2. Gegenüberstellung
Bei Gegenüberstellungen ist dem Verteidiger des Beschuldigten bisher ein Anwesenheitsrecht nicht eingeräumt worden (vgl. Burhoff, EV, Rn 2069 ff.), was m.E. nicht zutreffend war (Burhoff, EV, a.a.O.). § 58 Abs. 2 StPO in nun aber geändert worden:
Nach § 58 Abs. 2 S. 2 StPO ist bei einer Gegenüberstellung mit dem Beschuldigten die Anwesenheit von dessen Verteidiger gestattet. Dies gilt ohne Einschränkung sowohl für Vernehmungsgegenüberstellungen als auch für Identifizierungsgegenüberstellungen (vgl. eingehend zu Gegenüberstellungen Burhoff, EV, 2056 ff.). Spontanes Wiedererkennen eines Beschuldigten durch einen Zeugen wird von § 58 Abs. 2 StPO hingegen nicht erfasst. Weiterhin ist in § 58 Abs. 2 S. 3 StPO sichergestellt worden, dass der Verteidiger vor dem Termin benachrichtigt wird, um von seinem Anwesenheitsrecht Gebrauch machen zu können. Wie für Vernehmungen des Beschuldigten in § 168c Ab. 5 S. 3 StPO geregelt, besteht nach § 58a Abs. 2 S. 4 StPO aber kein Anspruch auf Verlegung eines Termins bei Verhinderung.
Hinweis:
Da die Regelung nur bei Gegenüberstellungen mit dem Beschuldigten greift, sind Wahllichtbildvorlagen auch zukünftig ohne Anwesenheit des Verteidigers möglich (BT-Drucks 18, 9534, S. 21 f.).

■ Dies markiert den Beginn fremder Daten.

PR #216, opened 2026-06-28
playhtml: separate config from bootstrap via playhtml.configure()

spencerc99:
## Problem

`playhtml.init(options)` fused two intents into one first-call-wins function: **declare config** (cursors, room, host, …) and **bootstrap** (connect, set up elements). That breaks down whenever there's no single top-level owner of init — Astro islands, multi-page apps, multiple React roots. Multiple independent things each call `init()` to *ensure playhtml is running*, but only one of them owns the config. Because init is first-call-wins, an option-less "ensure running" call can win the race and **silently drop** the owner's config.

This is the root cause of the docs site's intermittent cursors/presence: `HeadOverride` called `init({ cursors })`, while every `@playhtml/react` `standalone` island called `init()` (no options) on mount. Whichever ran first decided whether cursors existed — so they appeared only on some loads.

Symptoms of the old model: ordering mattered invisibly; cursors had to be special-cased as the one option a later `init()` could re-apply; the same function meant two different things depending on the caller.

## Change

Separate the two intents. Keep `init(options)` working exactly as today (no breaking change), and add an authoritative, connection-free way to declare config.

- **`playhtml.configure(options)`** — declares config; does **not** connect. Idempotent and framework-agnostic: call it once, up front, from wherever owns the config (a `<head>` script, `PlayProvider`, an island). Connection happens later via `init()` / component mount, which read the declared config.
- **One uniform rule for every option:** the first declaration wins; a later *genuinely conflicting* option warns and is ignored. Passing the same options again — or none — is silent. The conflict check is **lenient and directional** (only keys the caller actually specifies are compared; functions are excluded since closures never compare equal), so the common "pass identical options at every call site" pattern stays quiet.
- **No breaking change:** `init(options)` is unchanged for single-call-site users. `configure()` is purely additive — the tool you reach for when you can't put one init at the top.

This removes the per-option cursor special-case and keeps the [#198](https://github.com/spencerc99/playhtml/pull/198) guarantee that repeated `init()` never rebuilds providers or triggers a re-render loop.

### Supported ordering

`configure()` before `init()`. An option-less `init()` with no prior config connects immediately with defaults; a `configure()` after connection warns (config can't change once connected). On the docs site `configure()` runs synchronously in `<head>` before any island hydrates, so it always wins.

## Consumers

- **`@playhtml/react`**: `PlayProvider` declares config via `configure()` then ensures running (public contract unchanged). The `standalone` path is ensure-running only (no options) — its `init()` becomes a harmless no-op when playhtml is already started; the element is registered via `setupPlayElement` regardless.
- **Docs site**: `HeadOverride` declares config with `configure({ cursors: { enabled: true, room: "domain" } })`, then `init()`. (This supersedes the interim eager-init fix in #215.)
- **Docs**: `reference/init-options.md` documents `configure()` and the first-declaration-wins rule.

## Tests / verification

- Core: **211 tests pass**; both `playhtml` and `@playhtml/react` type-check clean.
- New `init-configure.test.ts` covers: configure-then-init enables config; connect-immediately-with-defaults + warn on post-connect configure; lenient no-warn on identical/empty options; warn on genuine conflict; and a regression guard that repeated `init()`s connect exactly once (no provider churn / #198 loop).
- Verified in a browser against a built docs site: cursors + presence HUD up on **every** load across 4 pages, two-peer presence works, **zero** false-conflict warnings.

## Relationship to #215

[#215](https://github.com/spencerc99/playhtml/pull/215) is the interim, docs-only fix (eager init, no library change) to unblock the docs immediately. This PR is the proper library-level fix. If #215 merges first, this branch rebases on top and the `HeadOverride.astro` change resolves to the `configure()` version here.

### DIFF
--- a/.changeset/configure-init-split.md
+++ b/.changeset/configure-init-split.md
@@ -1,0 +1,7 @@
+---
+"playhtml": minor
+---
+
+Add `playhtml.configure(options)` to declare init options separately from connecting, and make config first-declaration-wins uniformly across all options.
+
+Previously `init(options)` both declared config and connected, first-call-wins — so on a page with no single top-level init (Astro islands, multi-page apps, multiple React roots), an option-less `init()` from one place could win the race and silently drop the config another place intended (e.g. cursors never turning on). Now you can call `configure({ cursors: { enabled: true }, ... })` once, up front, from wherever owns the config; later `init()` / component mounts just ensure playhtml is running and pick up the declared config regardless of order. `init(options)` still works exactly as before when you only have one call site. A later call that passes genuinely conflicting options warns and is ignored (config is locked to the first declaration); passing the same options again, or none, is quiet.
--- a/apps/docs/src/components/HeadOverride.astro
+++ b/apps/docs/src/components/HeadOverride.astro
@@ -18,22 +18,16 @@ const { head } = Astro.locals.starlightRoute;
   // it initialises before playhtml.init awaits window.load.
   import '../scripts/enhance-code-blocks';
 
-  // Initialise playhtml synchronously, here, before any island hydrates.
+  // Declare playhtml's config synchronously, here, before anything connects.
   //
   // The React islands on these pages render @playhtml/react `standalone`
-  // components, which call `playhtml.init()` (with NO options) when they mount.
-  // init() is first-call-wins, so whichever call runs first decides the config.
-  // This <head> script evaluates while the page is still parsing — before the
-  // <body> islands hydrate — so initialising here (not deferred to window.load)
-  // guarantees OUR config (cursors on, domain-wide room) wins the race. When the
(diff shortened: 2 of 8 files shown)


spencerc99:
## Code review

- **P2 [`packages/playhtml/src/index.ts:1194`](https://github.com/spencerc99/playhtml/blob/8e52df9037a7067f765862df672da6619e457eb8/packages/playhtml/src/index.ts#L1194) adds a public `playhtml.configure()` API without the required starter-template updates.** The repo instructions require both `templates/react-starter/` and `templates/html-starter/` to be updated whenever a public core API changes, including exported functions and `playhtml.init` options. This PR exposes `configure` on the public singleton, but the changed-file list has no files under either starter template. Add the matching starter changes and browser verification so copy-paste starter usage stays current with the new config flow.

3. Erste Vernehmung des Beschuldigten
Die erste Vernehmung des Beschuldigten ist in § 136 StPO geregelt. Die dabei zu beachtenden Verfahrensregeln sind in § 136 Abs. 1 StPO um einen neuen Satz 3 und einen neuen Satz 4 erweitert worden. Dies dient der Umsetzung von Art. 3 Abs. 4 der Richtlinie 2013/48/EU. Danach müssen sich die Mitgliedstaaten bemühen, den Zugang zu einem Rechtsbeistand durch allgemeine Informationen zu erleichtern, und die notwendigen Vorkehrungen treffen, um diesen Zugang auch für jene Beschuldigten sicherzustellen, denen die Freiheit entzogen ist. In der Rechtsprechung (vgl. Burhoff, EV, Rn 3130 ff. m.w.N.) war anerkannt, dass dann, wenn der Beschuldigte nach einem Verteidiger verlangt hat, eine Vernehmung ohne Verteidiger nur fortgesetzt werden darf, wenn sich der Beschuldigte ausdrücklich nach erneutem Hinweis auf sein Recht auf Zuziehung eines Verteidigers mit der Fortsetzung der Vernehmung einverstanden erklärt und ernsthafte Bemühungen der vernehmenden Person vorausgegangen sind, den Beschuldigten bei der Kontaktaufnahme zu einem Verteidiger zu unterstützen (BGHSt 42, 15; 42, 170).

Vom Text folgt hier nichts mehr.